What is required:
Word for word, reproduce each of the entries.
Segment Open
PR #1500, opened 2026-08-25
fix: Make version check optional for private pypi publish

### LINKED ISSUE #1499: Tag verification for private pypi release should be optional

### 🐞 Description of the bug

In #1111 a verification check was added that the published version of a package was identical to the ref triggering the workflow. This makes sense for public releases but is breaking our long established workflow of pushing dev builds to the private pypi instance from main.

This needs to be optional for the private pypi index.

### 📝 Steps to reproduce

Rerun previously successful workflow and observe it now does not work

Linux

n/a (this template isnt very useful)

3.13

### 📦 Installed packages

```shell
ansys/actions@11.0.3
```

da1910:
Addresses #1499 

Makes the verification step optional for private pypi publish, the inner action has a required `verify-tag-version` input. The outer action has an optional input with the same name which defaults ot true.

### DIFF
--- a/_release-pypi/action.yml
+++ b/_release-pypi/action.yml
@@ -81,6 +81,13 @@ inputs:
     required: true
     type: boolean
 
+  verify-tag-version:
+    description: |
+      Verify that the git ref that triggered the workflow is the same as the version
+      of the package being uploaded.
+    required: true
+    type: boolean
+
   use-trusted-publisher:
     description: |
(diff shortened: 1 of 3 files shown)


RobPasMue (approved):
LGTM!

jorgepiloto (approved):
Thanks for implementing the issue, @da1910. All good on my side.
Segment Closed
Response for this exercise:
PR #1500, opened 2026-08-25
fix: Make version check optional for private pypi publish

### LINKED ISSUE #1499: Tag verification for private pypi release should be optional

### 🐞 Description of the bug

In #1111 a verification check was added that the published version of a package was identical to the ref triggering the workflow. This makes sense for public releases but is breaking our long established workflow of pushing dev builds to the private pypi instance from main.

This needs to be optional for the private pypi index.

### 📝 Steps to reproduce

Rerun previously successful workflow and observe it now does not work

Linux

n/a (this template isnt very useful)

3.13

### 📦 Installed packages

```shell
ansys/actions@11.0.3
```

da1910:
Addresses #1499 

Makes the verification step optional for private pypi publish, the inner action has a required `verify-tag-version` input. The outer action has an optional input with the same name which defaults ot true.

### DIFF
--- a/_release-pypi/action.yml
+++ b/_release-pypi/action.yml
@@ -81,6 +81,13 @@ inputs:
     required: true
     type: boolean
 
+  verify-tag-version:
+    description: |
+      Verify that the git ref that triggered the workflow is the same as the version
+      of the package being uploaded.
+    required: true
+    type: boolean
+
   use-trusted-publisher:
     description: |
(diff shortened: 1 of 3 files shown)


RobPasMue (approved):
LGTM!

jorgepiloto (approved):
Thanks for implementing the issue, @da1910. All good on my side.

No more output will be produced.